A Qualcomm expert also agreed that the "two premium chipset providers based right here in the U.S. are Qualcomm and Intel" and that "every top-echelon smartphone that could potentially serve as a consumer substitute for iPhones blocked from the U.S. uses Qualcomm’s modem chip, with the exception of some Samsung phones that use chips built in-house."
And here comes the most impressive passage from the expert witness testimony:
"Q. In fact, you agree that having Intel as a competitor in that market is good for competition; correct? A. I do agree. Q. Having Intel as a competitor in that premium chipset market is good for quality of chipsets; correct? A. Generally competition is good, yeah. Q. And competition from Intel in particular is good; correct? A. Yes. Q. It's good for pricing; correct? A. Yes. Q. It's good for innovation; correct? A. Yes. Q. Good for innovation as we move into 5G; right? A. Yes. Q. Which is an absolutely critical market for the country as a whole; correct? A. Certainly for Qualcomm, yeah. We believe it is, yeah. Q. And it's good to have Qualcomm in that market; right? A. Yeah, that's right. Q. And it's good to have Intel there too? A. Yes. Q. It's good for the public? A. I agree. Q. Good for the public interest? A. I agree."

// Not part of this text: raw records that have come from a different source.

PR #3068, opened 2022-12-07
fix(grid):Grid service wasn't being reset

wayfarer3130:
There were a number of interacting issues, which were causing the old display set to be redisplayed.  The easiest way to demonstrate this was to display a video initially and then redisplay it, causing the display sets to get duplicated, but another way was to just show successive studies going back/forth to the studies page and seeing the flash of the old study.

### DIFF
--- a/extensions/cornerstone/src/services/ViewportService/CornerstoneViewportService.ts
+++ b/extensions/cornerstone/src/services/ViewportService/CornerstoneViewportService.ts
@@ -136,7 +136,7 @@ class CornerstoneViewportService implements IViewportService {
   public destroy() {
     this._removeResizeObserver();
     this.viewportGridResizeObserver = null;
-    this.renderingEngine.destroy();
+    this.renderingEngine?.destroy?.();
     this.viewportsDisplaySets.clear();
     this.renderingEngine = null;
     cache.purgeCache();
--- a/platform/core/src/services/DicomMetadataStore/createStudyMetadata.js
+++ b/platform/core/src/services/DicomMetadataStore/createStudyMetadata.js
@@ -49,6 +49,9 @@ function createStudyMetadata(StudyInstanceUID) {
       );
 
       if (existingSeries) {
+        // Only add instances not already present, so generate a map
+        // of existing instances and filter the to add by things
+        // already present.
         const sopMap = {};
         existingSeries.instances.forEach(
           it => (sopMap[it.SOPInstanceUID] = it)
--- a/platform/core/src/services/DicomMetadataStore/createStudyMetadata.js
+++ b/platform/core/src/services/DicomMetadataStore/createStudyMetadata.js
@@ -49,7 +49,12 @@ function createStudyMetadata(StudyInstanceUID) {
       );
 
       if (existingSeries) {
-        existingSeries.instances.push(...instances);
+        const sopMap = {};
+        existingSeries.instances.forEach(
+          it => (sopMap[it.SOPInstanceUID] = it)
+        );
+        const newInstances = instances.filter(it => !sopMap[it.SOPInstanceUID]);
+        existingSeries.instances.push(...newInstances);
       } else {
         const series = createSeriesMetadata(instances);
         this.series.push(series);
--- a/platform/core/src/services/DisplaySetService/DisplaySetService.js
+++ b/platform/core/src/services/DisplaySetService/DisplaySetService.js
@@ -194,6 +194,11 @@ export default class DisplaySetService {
     }
   };
 
+  onModeExit() {
+    this.getDisplaySetCache().length = 0;
+    this.activeDisplaySets.length = 0;
+  }
+
   makeDisplaySetForInstances(instancesSrc, settings) {
     let instances = instancesSrc;
     const instance = instances[0];
--- a/platform/core/src/services/DisplaySetService/DisplaySetService.js
+++ b/platform/core/src/services/DisplaySetService/DisplaySetService.js
@@ -53,7 +53,12 @@ export default class DisplaySetService {
     const activeDisplaySets = this.activeDisplaySets;
 
     displaySets.forEach(displaySet => {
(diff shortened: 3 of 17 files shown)


extensions/cornerstone/src/services/ViewportService/CornerstoneViewportService.ts
```diff
@@ -136,7 +136,7 @@ class CornerstoneViewportService implements IViewportService {
   public destroy() {
     this._removeResizeObserver();
     this.viewportGridResizeObserver = null;
-    this.renderingEngine.destroy();
+    this.renderingEngine?.destroy?.();
```
wayfarer3130, line 139: The renderingEngine was null, so the destroy dereference threw an exception.  This caused failures to destroy the rest of the data.

platform/core/src/services/DicomMetadataStore/createStudyMetadata.js
```diff
@@ -49,7 +49,12 @@ function createStudyMetadata(StudyInstanceUID) {
       );
 
       if (existingSeries) {
-        existingSeries.instances.push(...instances);
+        const sopMap = {};
```
wayfarer3130, line 52: The DicomMetadataStore was growing on each subsequent view of the same study, because the instances were being added regardless.

platform/core/src/services/DisplaySetService/DisplaySetService.js
```diff
@@ -194,6 +194,11 @@ export default class DisplaySetService {
     }
   };
 
+  onModeExit() {
```
wayfarer3130, line 197: The display set cache was growing without bound because it wasn't getting cleared.

platform/core/src/services/ViewportGridService/ViewportGridService.ts
```diff
@@ -96,6 +96,10 @@ class ViewportGridService {
     this.serviceImplementation._reset();
   }
 
+  public onModeExit(): void {
```
wayfarer3130, line 99: The reset wasn't being called because it wasn't defined as a function in the API, causing the flash of the old instance (this is the ultimate cause of the overall issue, everything else is related but additional).

platform/ui/src/components/Button/Button.tsx
```diff
@@ -235,6 +235,7 @@ Button.propTypes = {
     'black',
     'inherit',
     'light',
+    'translucent',
```
wayfarer3130, line 238: Just a warning message.

platform/viewer/src/components/ViewportGrid.tsx
```diff
@@ -452,6 +452,7 @@ function _getViewportComponent(
     }
   }
 
+  console.log("Can't show displaySet", SOPClassHandlerId, displaySets[0]);
```
wayfarer3130, line 455: This is useful for debugging - we shouldn't hit this unless things have gone wrong.

md-prog (commented):
@wayfarer3130  I was about to report the same issue:

And from what I found, it was adding the same displaySet again and again to the activeDisplaySets, as it is not checking for any duplicacy.

On my local, I was able to fix it by adding

```
!activeDisplaySets.includes(displaySet) &&
        activeDisplaySets.push(displaySet);
```
to line 56 of `DisplaySetService.js`

platform/core/src/services/DicomMetadataStore/createStudyMetadata.js
sedghi: can you add this comment in the code please? we shouldn't use github for commenting/explaining code if it is required explanation. Something like

`Filter ....`

platform/core/src/services/DisplaySetService/DisplaySetService.js
sedghi: what do you mean? so it was re-creating the same displaySets? we should not create instead. This enforcing of the DS clearance on mode is not a universal thing that every one wants for performance reasons.

sedghi:
> @wayfarer3130 I was about to report the same issue:
> 
> And from what I found, it was adding the same displaySet again and again to the activeDisplaySets, as it is not checking for any duplicacy.
> 
> On my local, I was able to fix it by adding
> 
> ```
> !activeDisplaySets.includes(displaySet) &&
>         activeDisplaySets.push(displaySet);
> ```
> 
> to line 56 of `DisplaySetService.js`

@wayfarer3130 Let's do this as @md-prog has suggested. Otherwise see my comments

platform/core/src/services/DicomMetadataStore/createStudyMetadata.js
wayfarer3130: Done

wayfarer3130:
> > @wayfarer3130 I was about to report the same issue:
> > And from what I found, it was adding the same displaySet again and again to the activeDisplaySets, as it is not checking for any duplicacy.
> > On my local, I was able to fix it by adding
> > ```
> > !activeDisplaySets.includes(displaySet) &&
> >         activeDisplaySets.push(displaySet);
> > ```
> > 
> > to line 56 of `DisplaySetService.js`
> 
> @wayfarer3130 Let's do this as @md-prog has suggested. Otherwise see my comments

@sedghi - I did what was suggested, but it is insufficient, because there are conflicts between calling the notification service and delivering data etc which cause problems.

platform/core/src/services/DisplaySetService/DisplaySetService.js
wayfarer3130: You have to clear the DS values on the end of the mode because there is no guarantee that the same DSes would be created, and there isnt' any good way to check it nor to ensure that the right callbacks are made as the DSes get created.  Creating the DS is relatively cheap once one has the DICOM metadata, even for large numbers of frames/instances, so I don't think that is an issue.

sedghi (approved):
Looks great thanks

PR #3417, opened 2023-05-23
MPR: add viewport id to identify them in order to customize for Hairs tool

md-prog:
### Context

CrossHairs tool uses viewport id to set the reference colors for the control lines. (see `getReferenceLineColor()` definition of CrossHairs tool)
Currently viewport ids are automatically generated (usually having an increasing sequence number).

In this PR, it tries to set the IDs that will be persisted into the viewports, so that we can identify the viewport from the Hairs tool when customizing reference colors. (note this will not be the `viewport.viewportId` but `viewport.viewportOptions.id`)

#### PR

#### Code

  etc.)

  additions or removals.

#### Tested Environment

- [] "OS: 
- [] "Node version: 
- [] "Browser:
  

### DIFF
--- a/extensions/cornerstone/src/getHangingProtocolModule.ts
+++ b/extensions/cornerstone/src/getHangingProtocolModule.ts
@@ -89,6 +89,7 @@ const mpr: Types.HangingProtocol.Protocol = {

"Good for the public interest" to have not only Qualcomm but also Intel in that market--quite an important concession.
One last quote:
"Two companies competing in this premium baseband chipset market in the U.S. is better than one monopolist for the public interest; correct? A. Well, as a general proposition, yes."
Unlike Samsung, Intel supplies other companies with its baseband chipsets and would like to sell to as many customers as possible, with Apple being its key reference customer. The consumers' reply brief notes that "only the AT&T Samsung Galaxy S6 devices contain an Exynos System-on-a-Chip" (Exynos is Samsung's mobile chipset brand), while "[t]he Verizon and Sprint Samsung devices contain Qualcomm chips."
In light of all of that, it's not hard to see why Qualcomm would like to force Intel out of the market as soon as possible. But what follows from the above admissions by Qualcomm's own expert witnesses is that this would be bad for innovation and harm consumers in two respects (less innovation and higher prices).